■ Exercise objective:
An exact transcription of the lines below, from the first through the one containing "Note only release-3.5", is the only output wanted.

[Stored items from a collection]
^^^^^^^^

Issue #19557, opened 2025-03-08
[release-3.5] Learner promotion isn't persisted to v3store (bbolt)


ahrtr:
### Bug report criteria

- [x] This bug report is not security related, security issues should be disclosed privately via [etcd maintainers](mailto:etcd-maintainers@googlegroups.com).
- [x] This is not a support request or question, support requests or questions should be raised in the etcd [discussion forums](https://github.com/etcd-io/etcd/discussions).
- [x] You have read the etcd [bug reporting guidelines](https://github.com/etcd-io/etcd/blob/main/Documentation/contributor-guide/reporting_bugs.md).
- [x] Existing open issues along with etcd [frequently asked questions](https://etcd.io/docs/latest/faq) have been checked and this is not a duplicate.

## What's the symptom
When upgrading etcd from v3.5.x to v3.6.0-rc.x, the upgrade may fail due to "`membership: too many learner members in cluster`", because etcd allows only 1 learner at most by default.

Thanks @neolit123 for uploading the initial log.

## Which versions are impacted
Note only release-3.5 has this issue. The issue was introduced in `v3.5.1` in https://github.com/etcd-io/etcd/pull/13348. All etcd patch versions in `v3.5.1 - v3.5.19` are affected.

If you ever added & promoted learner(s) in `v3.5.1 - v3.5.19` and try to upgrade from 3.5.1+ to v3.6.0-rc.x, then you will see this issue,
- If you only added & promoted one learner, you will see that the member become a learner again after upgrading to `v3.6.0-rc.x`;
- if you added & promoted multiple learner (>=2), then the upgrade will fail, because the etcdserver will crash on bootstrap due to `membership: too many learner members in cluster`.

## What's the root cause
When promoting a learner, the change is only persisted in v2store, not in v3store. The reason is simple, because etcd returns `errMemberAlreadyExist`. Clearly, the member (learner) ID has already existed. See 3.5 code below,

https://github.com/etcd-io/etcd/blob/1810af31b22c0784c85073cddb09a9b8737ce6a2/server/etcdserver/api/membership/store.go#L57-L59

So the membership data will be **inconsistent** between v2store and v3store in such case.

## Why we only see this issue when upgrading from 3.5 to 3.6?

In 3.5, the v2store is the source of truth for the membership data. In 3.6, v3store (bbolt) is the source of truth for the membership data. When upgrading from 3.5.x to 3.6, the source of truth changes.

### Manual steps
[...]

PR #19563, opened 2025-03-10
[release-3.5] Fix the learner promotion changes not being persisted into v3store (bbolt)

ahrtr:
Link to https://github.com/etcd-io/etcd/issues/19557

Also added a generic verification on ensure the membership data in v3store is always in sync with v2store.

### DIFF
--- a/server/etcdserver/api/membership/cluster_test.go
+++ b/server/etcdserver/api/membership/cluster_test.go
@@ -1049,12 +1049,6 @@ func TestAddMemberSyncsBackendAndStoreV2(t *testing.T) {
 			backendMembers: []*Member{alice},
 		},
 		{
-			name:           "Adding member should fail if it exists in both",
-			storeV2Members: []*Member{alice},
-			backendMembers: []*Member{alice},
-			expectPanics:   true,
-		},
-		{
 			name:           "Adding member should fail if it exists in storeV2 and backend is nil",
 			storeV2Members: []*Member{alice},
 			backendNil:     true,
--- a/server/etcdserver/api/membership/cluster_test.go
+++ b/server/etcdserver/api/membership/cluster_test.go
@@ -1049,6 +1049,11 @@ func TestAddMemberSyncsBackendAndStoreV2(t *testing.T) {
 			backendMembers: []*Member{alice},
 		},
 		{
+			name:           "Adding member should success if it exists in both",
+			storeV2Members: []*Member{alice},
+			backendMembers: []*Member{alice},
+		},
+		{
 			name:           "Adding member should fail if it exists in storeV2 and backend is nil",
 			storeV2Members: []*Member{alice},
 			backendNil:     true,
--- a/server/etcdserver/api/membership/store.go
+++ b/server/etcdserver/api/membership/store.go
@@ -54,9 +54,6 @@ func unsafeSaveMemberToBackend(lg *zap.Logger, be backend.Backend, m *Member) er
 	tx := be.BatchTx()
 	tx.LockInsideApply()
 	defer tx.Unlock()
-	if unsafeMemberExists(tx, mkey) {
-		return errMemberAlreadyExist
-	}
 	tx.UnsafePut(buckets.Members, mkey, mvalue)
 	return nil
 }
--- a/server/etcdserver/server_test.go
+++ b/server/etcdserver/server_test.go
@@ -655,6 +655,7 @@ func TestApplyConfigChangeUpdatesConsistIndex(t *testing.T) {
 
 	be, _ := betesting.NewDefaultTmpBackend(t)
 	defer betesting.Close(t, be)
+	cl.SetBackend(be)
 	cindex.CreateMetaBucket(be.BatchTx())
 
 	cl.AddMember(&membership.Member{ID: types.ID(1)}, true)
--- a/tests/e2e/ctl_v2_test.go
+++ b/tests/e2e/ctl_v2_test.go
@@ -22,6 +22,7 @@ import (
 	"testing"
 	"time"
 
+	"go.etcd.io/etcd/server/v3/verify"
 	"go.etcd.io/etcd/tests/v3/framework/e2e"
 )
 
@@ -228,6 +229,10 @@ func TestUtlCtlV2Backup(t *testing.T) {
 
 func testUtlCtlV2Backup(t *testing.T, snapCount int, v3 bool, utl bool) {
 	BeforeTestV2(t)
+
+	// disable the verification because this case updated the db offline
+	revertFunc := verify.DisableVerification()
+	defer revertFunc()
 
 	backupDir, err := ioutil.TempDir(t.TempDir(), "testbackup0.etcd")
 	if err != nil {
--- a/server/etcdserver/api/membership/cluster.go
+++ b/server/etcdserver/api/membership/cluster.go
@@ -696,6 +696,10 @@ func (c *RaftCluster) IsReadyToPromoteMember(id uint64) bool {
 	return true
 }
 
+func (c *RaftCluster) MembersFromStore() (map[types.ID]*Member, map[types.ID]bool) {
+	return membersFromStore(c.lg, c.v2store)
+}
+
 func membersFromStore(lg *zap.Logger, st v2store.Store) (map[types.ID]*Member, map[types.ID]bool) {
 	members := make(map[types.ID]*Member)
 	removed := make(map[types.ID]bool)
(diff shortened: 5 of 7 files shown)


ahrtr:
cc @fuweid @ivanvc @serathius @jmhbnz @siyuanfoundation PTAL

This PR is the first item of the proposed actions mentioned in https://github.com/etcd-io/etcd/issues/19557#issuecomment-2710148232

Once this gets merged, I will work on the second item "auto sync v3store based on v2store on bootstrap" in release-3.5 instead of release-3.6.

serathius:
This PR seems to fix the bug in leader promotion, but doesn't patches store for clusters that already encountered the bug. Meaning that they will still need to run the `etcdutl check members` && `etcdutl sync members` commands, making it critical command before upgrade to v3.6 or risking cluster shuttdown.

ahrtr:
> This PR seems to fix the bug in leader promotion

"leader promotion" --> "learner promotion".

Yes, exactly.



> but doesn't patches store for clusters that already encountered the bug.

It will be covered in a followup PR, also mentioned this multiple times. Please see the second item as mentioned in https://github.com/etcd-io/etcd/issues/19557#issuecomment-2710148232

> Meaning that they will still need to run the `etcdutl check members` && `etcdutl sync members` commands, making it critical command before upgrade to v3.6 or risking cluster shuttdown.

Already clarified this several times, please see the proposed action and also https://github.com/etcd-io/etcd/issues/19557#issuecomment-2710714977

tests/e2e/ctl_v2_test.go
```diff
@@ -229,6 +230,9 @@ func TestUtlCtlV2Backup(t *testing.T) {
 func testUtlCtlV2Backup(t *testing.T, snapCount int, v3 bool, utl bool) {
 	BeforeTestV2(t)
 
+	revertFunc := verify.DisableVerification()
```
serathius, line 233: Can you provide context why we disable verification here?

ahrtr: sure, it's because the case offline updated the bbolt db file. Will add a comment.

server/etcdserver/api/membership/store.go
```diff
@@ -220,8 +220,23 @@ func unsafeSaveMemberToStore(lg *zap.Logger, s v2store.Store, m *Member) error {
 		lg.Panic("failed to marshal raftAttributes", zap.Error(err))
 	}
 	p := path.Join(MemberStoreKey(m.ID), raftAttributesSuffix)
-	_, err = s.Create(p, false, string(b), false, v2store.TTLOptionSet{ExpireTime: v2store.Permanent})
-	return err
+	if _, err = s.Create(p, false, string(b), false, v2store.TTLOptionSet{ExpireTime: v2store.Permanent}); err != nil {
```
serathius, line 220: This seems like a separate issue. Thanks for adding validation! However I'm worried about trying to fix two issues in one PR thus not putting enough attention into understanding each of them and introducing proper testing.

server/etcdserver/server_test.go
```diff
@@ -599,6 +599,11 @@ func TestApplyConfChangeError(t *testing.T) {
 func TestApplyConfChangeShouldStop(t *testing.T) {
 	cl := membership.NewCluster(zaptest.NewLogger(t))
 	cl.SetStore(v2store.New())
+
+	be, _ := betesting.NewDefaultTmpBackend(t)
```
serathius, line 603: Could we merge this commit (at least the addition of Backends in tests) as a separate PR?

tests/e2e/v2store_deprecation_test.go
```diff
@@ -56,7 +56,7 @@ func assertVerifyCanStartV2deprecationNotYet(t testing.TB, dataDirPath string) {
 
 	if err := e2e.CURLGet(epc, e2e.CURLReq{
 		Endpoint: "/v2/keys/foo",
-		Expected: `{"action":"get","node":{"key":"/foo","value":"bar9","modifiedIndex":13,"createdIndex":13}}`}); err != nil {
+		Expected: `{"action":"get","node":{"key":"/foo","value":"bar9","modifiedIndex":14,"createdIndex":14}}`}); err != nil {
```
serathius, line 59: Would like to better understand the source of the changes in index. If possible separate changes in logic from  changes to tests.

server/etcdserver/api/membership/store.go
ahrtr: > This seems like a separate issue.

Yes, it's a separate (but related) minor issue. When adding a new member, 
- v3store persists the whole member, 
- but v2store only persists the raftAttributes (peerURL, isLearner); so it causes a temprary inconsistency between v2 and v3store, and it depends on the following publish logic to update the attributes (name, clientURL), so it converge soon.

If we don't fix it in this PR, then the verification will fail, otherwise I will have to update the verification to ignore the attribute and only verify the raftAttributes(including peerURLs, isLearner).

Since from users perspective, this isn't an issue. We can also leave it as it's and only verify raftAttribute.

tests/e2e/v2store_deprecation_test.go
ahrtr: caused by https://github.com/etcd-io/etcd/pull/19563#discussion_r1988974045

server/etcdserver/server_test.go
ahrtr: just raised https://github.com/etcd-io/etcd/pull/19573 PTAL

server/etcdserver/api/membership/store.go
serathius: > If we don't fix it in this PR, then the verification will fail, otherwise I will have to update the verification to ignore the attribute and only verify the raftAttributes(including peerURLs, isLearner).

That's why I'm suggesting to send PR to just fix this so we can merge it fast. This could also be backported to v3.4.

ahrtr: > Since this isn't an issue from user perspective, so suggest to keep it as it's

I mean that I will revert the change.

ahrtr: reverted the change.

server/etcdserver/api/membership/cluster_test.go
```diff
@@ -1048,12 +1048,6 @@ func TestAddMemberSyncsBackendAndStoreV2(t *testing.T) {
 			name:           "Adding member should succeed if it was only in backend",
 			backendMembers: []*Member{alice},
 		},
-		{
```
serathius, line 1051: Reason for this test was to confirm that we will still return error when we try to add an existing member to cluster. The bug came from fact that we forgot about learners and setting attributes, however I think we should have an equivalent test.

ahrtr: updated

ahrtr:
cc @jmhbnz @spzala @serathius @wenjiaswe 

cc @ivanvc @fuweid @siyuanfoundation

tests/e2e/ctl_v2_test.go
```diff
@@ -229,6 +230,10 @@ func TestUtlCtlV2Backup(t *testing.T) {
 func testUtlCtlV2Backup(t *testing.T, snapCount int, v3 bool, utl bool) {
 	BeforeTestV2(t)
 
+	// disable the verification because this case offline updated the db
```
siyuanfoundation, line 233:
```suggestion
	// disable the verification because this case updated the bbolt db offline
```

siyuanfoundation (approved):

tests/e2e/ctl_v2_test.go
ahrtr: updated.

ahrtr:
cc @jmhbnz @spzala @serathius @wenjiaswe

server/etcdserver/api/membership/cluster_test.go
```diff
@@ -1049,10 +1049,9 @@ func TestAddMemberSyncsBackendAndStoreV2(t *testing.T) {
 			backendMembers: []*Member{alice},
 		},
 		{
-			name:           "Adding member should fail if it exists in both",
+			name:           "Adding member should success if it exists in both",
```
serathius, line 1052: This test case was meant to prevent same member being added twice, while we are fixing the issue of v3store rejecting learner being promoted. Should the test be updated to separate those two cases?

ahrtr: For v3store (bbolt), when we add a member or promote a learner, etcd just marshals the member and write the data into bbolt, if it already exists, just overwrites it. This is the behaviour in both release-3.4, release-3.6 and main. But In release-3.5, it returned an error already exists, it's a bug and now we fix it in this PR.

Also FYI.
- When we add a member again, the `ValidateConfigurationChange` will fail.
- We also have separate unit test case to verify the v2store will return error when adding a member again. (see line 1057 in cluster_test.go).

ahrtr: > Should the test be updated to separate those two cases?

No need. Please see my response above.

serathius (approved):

^^^^^^^^

■ Exercise answer:
Issue #19557, opened 2025-03-08
[release-3.5] Learner promotion isn't persisted to v3store (bbolt)


ahrtr:
### Bug report criteria

- [x] This bug report is not security related, security issues should be disclosed privately via [etcd maintainers](mailto:etcd-maintainers@googlegroups.com).
- [x] This is not a support request or question, support requests or questions should be raised in the etcd [discussion forums](https://github.com/etcd-io/etcd/discussions).
- [x] You have read the etcd [bug reporting guidelines](https://github.com/etcd-io/etcd/blob/main/Documentation/contributor-guide/reporting_bugs.md).
- [x] Existing open issues along with etcd [frequently asked questions](https://etcd.io/docs/latest/faq) have been checked and this is not a duplicate.

## What's the symptom
When upgrading etcd from v3.5.x to v3.6.0-rc.x, the upgrade may fail due to "`membership: too many learner members in cluster`", because etcd allows only 1 learner at most by default.

Thanks @neolit123 for uploading the initial log.

## Which versions are impacted
Note only release-3.5 has this issue. The issue was introduced in `v3.5.1` in https://github.com/etcd-io/etcd/pull/13348. All etcd patch versions in `v3.5.1 - v3.5.19` are affected.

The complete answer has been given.